---------- Excerpted records ----------

PR #2194, opened 2026-07-09
fix: parse migration filenames the same way golang-migrate does

mesutoezdil:
sourceFileVersions and maxEmbeddedVersion both used custom parsing that accepted filenames golang-migrate would skip, like one with no underscore after the number. Both now use source.DefaultParse so they can't drift from what golang-migrate actually runs.

### DIFF
--- a/go/core/pkg/cli/db/migrate/migrate.go
+++ b/go/core/pkg/cli/db/migrate/migrate.go
@@ -27,6 +27,7 @@ import (
 	"strings"
 
 	"github.com/golang-migrate/migrate/v4"
+	"github.com/golang-migrate/migrate/v4/source"
 	"github.com/spf13/cobra"
 
 	"github.com/kagent-dev/kagent/go/core/pkg/migrations"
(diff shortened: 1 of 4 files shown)


EItanya:
@iplay88keys

iplay88keys:
It would be good to align the approaches, but this is the wrong direction. If we go with this approach, something like  `000007test.up.sql` would be counted, but `golang-migrate` would silently skip that. The `golang-migrate` regex [requires underscores](https://github.com/golang-migrate/migrate/blob/89e308c340a2c069c3260f268307d38a7db88227/source/parse.go#L22), but [skips](https://github.com/golang-migrate/migrate/blob/89e308c340a2c069c3260f268307d38a7db88227/source/iofs/iofs.go#L60-L63) any files that don't match that.

So I think the right approach would be to call `golang-migrate's` `source.DefaultParse(name)` directly to make sure that it can't drift.

iplay88keys:
Just wanted to follow up on this as I saw you had pushed a change:

1. `maxEmbeddedVersion` in `runner.go` still uses `fmt.Sscanf` and should also be switched to use `source.DefaultParse`.
2. The PR title/body are stale at this point.

Thanks!

mesutoezdil:
> Just wanted to follow up on this as I saw you had pushed a change:
> 
> 1. `maxEmbeddedVersion` in `runner.go` still uses `fmt.Sscanf` and should also be switched to use `source.DefaultParse`.
> 2. The PR title/body are stale at this point.
> 
> Thanks!

thx, it is done now

iplay88keys (approved):

iplay88keys:
Sorry, I meant to merge this in yesterday. If you wouldn't mind doing `merge` commits instead of rebasing + force pushing, that would make it a bit clearer what (if anything has changed).

mesutoezdil:
> Sorry, I meant to merge this in yesterday. If you wouldn't mind doing `merge` commits instead of rebasing + force pushing, that would make it a bit clearer what (if anything has changed).

Sure, I rebase to keep up with main since the repo moves fast, but I’ll switch to merge commits for that from now on 👍🏽

PR #2201, opened 2026-07-10
feat(helm): allow custom annotations on the default ModelConfig

### LINKED ISSUE #2200: [FEATURE] Allow custom annotations on the Helm-generated default ModelConfig
### 📋 Prerequisites

### 📝 Feature Summary

Add a values knob to set arbitrary metadata.annotations on the ModelConfig rendered by helm/kagent/templates/modelconfig.yaml.

The Helm chart renders a default ModelConfig (name from `kagent.defaultModelConfigName`) from `providers[.Values.providers.default]`. Its metadata currently emits only `name`, `namespace`, and `labels` -- there is no way to attach annotations to it via values.

Downstream distributions and platform integrations often need to attach their own annotations to this object. In our case we run a UI in front of kagent that reads a display-name annotation off the ModelConfig to render a friendly model label; without an annotations knob there is no supported way to set it on the chart-generated default ModelConfig.

Today the only workarounds are to define a *separate* ModelConfig outside the chart (leaving the chart's default ModelConfig unused but still created — it has no disable toggle), or to post-patch a chart-owned object across release boundaries, which fights the Helm/Flux owner on every reconcile.

Anyone packaging kagent under their own platform, or integrating with tooling that keys off resource annotations, would benefit.

### 💡 Proposed Solution

Add an optional `annotations` map on the provider entry and render it onto the ModelConfig metadata. Per-provider fits the current template, since the default ModelConfig is derived from the single `$model := index .Values.providers .Values.providers.default` object it already reads.

Template change in helm/kagent/templates/modelconfig.yaml:

```nohighlight
    metadata:
      name: {{ include "kagent.defaultModelConfigName" $dot | quote }}
      namespace: {{ include "kagent.namespace" . }}
      labels:
        {{- include "kagent.labels" $dot | nindent 4 }}
      {{- with $model.annotations }}
      annotations:
        {{- toYaml . | nindent 4 }}
      {{- end }}
```

Usage:

```yaml
    providers:
      anthropic:
        provider: Anthropic
        model: claude-sonnet-4-6
        annotations:
          example.com/display-name: "Claude Sonnet 4.6"
```

### 🔄 Alternatives Considered

- Define a separate, self-managed ModelConfig instead of using the chart's default. Works, but the chart still creates its (now unused) default ModelConfig — it is rendered unconditionally with no disable toggle -- so operators end up with a stray, un-annotated object.
- Post-render / Flux post-build patch to inject the annotation into the chart-owned object. Crosses release/owner boundaries and conflicts with Helm's field manager on each reconcile.
- A dedicated top-level `defaultModelConfig.annotations` block instead of per-provider. Also fine; per-provider was chosen as the smaller change that travels with the existing `$model` object.
- Custom metadata (labels and annotations) for all generated resources.

### 🎯 Affected Service(s)

Not Sure

### 📚 Additional Context

Current template (`helm/kagent/templates/modelconfig.yaml` on main) emits only name/namespace/labels in metadata; spec reads provider, model, apiKeySecretRef, apiKeySecretKey, defaultHeaders, tls, config.

marians:
## What

Adds an optional per-provider `annotations` map that is rendered onto the metadata of the Helm-generated default ModelConfig (the one derived from `providers.default`).

## Why

Today `helm/kagent/templates/modelconfig.yaml` emits only `name`/`namespace`/`labels` — there is no supported way to attach annotations to the default ModelConfig via values. Downstream distributions and tooling that key off resource annotations (e.g. a UI reading a display-name annotation) currently have to either post-render the chart-owned object or define a separate, self-managed ModelConfig (leaving the chart's unconditional default ModelConfig created but unused). See #2200.

## How

```yaml
providers:
  anthropic:
    provider: Anthropic
    model: claude-haiku-4-5
    annotations:
      example.com/display-name: "Claude Haiku 4.5"
```

The map is generic (no vendor-specific keys) and omitted entirely when unset.

## Testing

`helm template` verified in two cases: with `annotations` set the block renders under `metadata.annotations`; without it the output is byte-identical to before (backward-compatible).

Closes #2200


helm/kagent/values.yaml
```diff
@@ -486,6 +486,12 @@ providers:
     #   caCertSecretRef: ""
     #   caCertSecretKey: ""
     #   disableSystemCAs: false
+    # Optional annotations added to the generated default ModelConfig's metadata.
```
EItanya: Can we add this key under `providers` so that we can have a default `annotations: {}` key to show the API?

EItanya (changes requested):

helm/kagent/values.yaml
marians: Sure. Done in https://github.com/kagent-dev/kagent/pull/2201/commits/3479892cb4e99bc95df274b19d7497babdacf63d. Thanks for the review!

EItanya: You did not do what i asked, i asked to move the key up a level

marians: A misunderstanding, sorry! Please check again.

EItanya:
Last thing, please add a helm unit test

EItanya (approved):

marians:
Thanks for merging!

----------

What to work on: Search the listing for the string "main". Copy each line where it is found.

Output below:
Sure, I rebase to keep up with main since the repo moves fast, but I’ll switch to merge commits for that from now on 👍🏽
Current template (`helm/kagent/templates/modelconfig.yaml` on main) emits only name/namespace/labels in metadata; spec reads provider, model, apiKeySecretRef, apiKeySecretKey, defaultHeaders, tls, config.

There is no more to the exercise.